Wound up just getting cough in the shell. Fortunately they didn't seem to do any damage at all. Sun gear looks great, as does the rest of the forward clutch assembly. Only other thing noteworthy is the clutch pack was a bit worse for wear. The steels definitely got kinda hot, and the frictions are a touch worn down. This is probably where the material in the pan was from, along with a bit of old material in the t-case and TC.


My immediate thought was to wonder if there was too much pressure applied, but after a bit of thought I dont know if that is possible.

My current theory is that the old failing VB may have applied a forward gear and the reverse gear at the same time, and the forward clutch was the first to go.
Is that something mechanically possible with the VB alone?

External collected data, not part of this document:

PR #202, opened 2019-12-03
[Makefile] Add target `make format`

ayushkovskiy:
very useful, we have it in almost all our python projects.


AlekseySh:
I hate blake

mariyadavydova:
@AlekseySh What's wrong with it?

ayushkovskiy:
I think in Template we should follow best practices of programming, and black+lint are best practices. Since we have lint, I think we should have black as well.

{{cookiecutter.project_slug}}/Makefile
```diff
@@ -196,10 +196,17 @@ kill: kill-training kill-jupyter kill-tensorboard kill-filebrowser
 setup-local:  ### Install pip requirements locally
 	$(PIP) -r requirements.txt
 
+.PHONY: format
+format:  ### Run static code analysis locally
```
mariyadavydova: Incorrect help message. I assume this is "Automatically format the code" rather than run the analysis.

Would it be possible for the "forward valve" and the "reverse valve" to be on at the same time, or should I keep looking?

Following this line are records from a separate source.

PR #204, opened 2019-12-03
[Makefile] Run `upload-code` before `training`

ayushkovskiy:
as requested in https://docs.google.com/document/d/13c_eYG2v4wNnp9RIhE_gXCSTvEw_i_HQzK7djEsSOjw/

### DIFF
--- a/{{cookiecutter.project_slug}}/Makefile
+++ b/{{cookiecutter.project_slug}}/Makefile
@@ -117,7 +117,7 @@ clean: clean-code clean-data clean-notebooks
 ##### JOBS #####
 
 .PHONY: training
-training:  ### Run a training job
+training: upload-code  ### Run a training job
 	$(NEURO) run \
 		--name $(TRAINING_JOB) \
 		--preset $(TRAINING_MACHINE_TYPE) \


ayushkovskiy:
However I would still vote for removing dependencies between targets: https://github.com/neuromation/cookiecutter-neuro-project/issues/118

{{cookiecutter.project_slug}}/Makefile
```diff
@@ -117,7 +117,7 @@ clean: clean-code clean-data clean-notebooks
 ##### JOBS #####
 
 .PHONY: training
-training:  ### Run a training job
+training: upload-code  ### Run a training job
```
atselousov: Is it a good idea to merge two different commands into one? What to do if code was modified on storage before training?

We have ["discussion"](https://docs.google.com/document/d/13c_eYG2v4wNnp9RIhE_gXCSTvEw_i_HQzK7djEsSOjw/edit?disco=AAAADy6MyHc) about it.

mariyadavydova: Indeed. There are several different use-cases, and we discussed them today with 2 of ML engineers. 

One of them opts for adding this dependency because he forgets to re-upload the code, another one opts against this dependency because he likes to modify the code on the server directly. The first one agreed that drop this request for now.

ayushkovskiy: I think @atselousov's concern is resolved since indeed `neuro cp --update` does not re-write a file if it was updated later:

Im going to order a new clutch drum and a few gaskets to start here anyway. Looks like the drum is pretty cheap at least.

Well 3 weeks later here and I finally got some time to work on the transmission yesterday. Got it all back together. I finally found the guides on how to size for the pump washer so ill pull the bell back off and check that again. Other than that just need to set the bands and get it back in the truck *fingers crossed*.

When I gave it a going over I found that there was a bit of the OD piston seal that had torn off and had become lodged in the drain hole, probably not helping things. I don't know if I mentioned, but when I did this the first time I ordered 2 new pistons to use on overnight shipping, but they didn't show up for some 2-3 weeks so they didn't make it in. Shows the importance of just taking your time, even if you feel rushed to get the truck back. I wish any of the local trans shops would sell parts to mitigate this, but they are all full service only. No parts, no diagnostics.

I had adjusted the bands when I had the pump and bell housing off and found that even after backing the studs off 2/2.5 turns I was not able to rotate the OD drum by hand as it was still held in place by the band. Is that normal? I figured it could be because there was not enugh trans fluid or because the drums were not firmly supported and were being pushed to the side, but I don't know.

I hadn't found the guides on setting the pump washer until today, so I just went with the biggest washer that would fit without contacting both the OD drum and the pump. Ill actually measure it and see how close that actually got me.

Glad to be about wrapped up on this. Im hoping this will all go smooth now that I'm replacing all the bits.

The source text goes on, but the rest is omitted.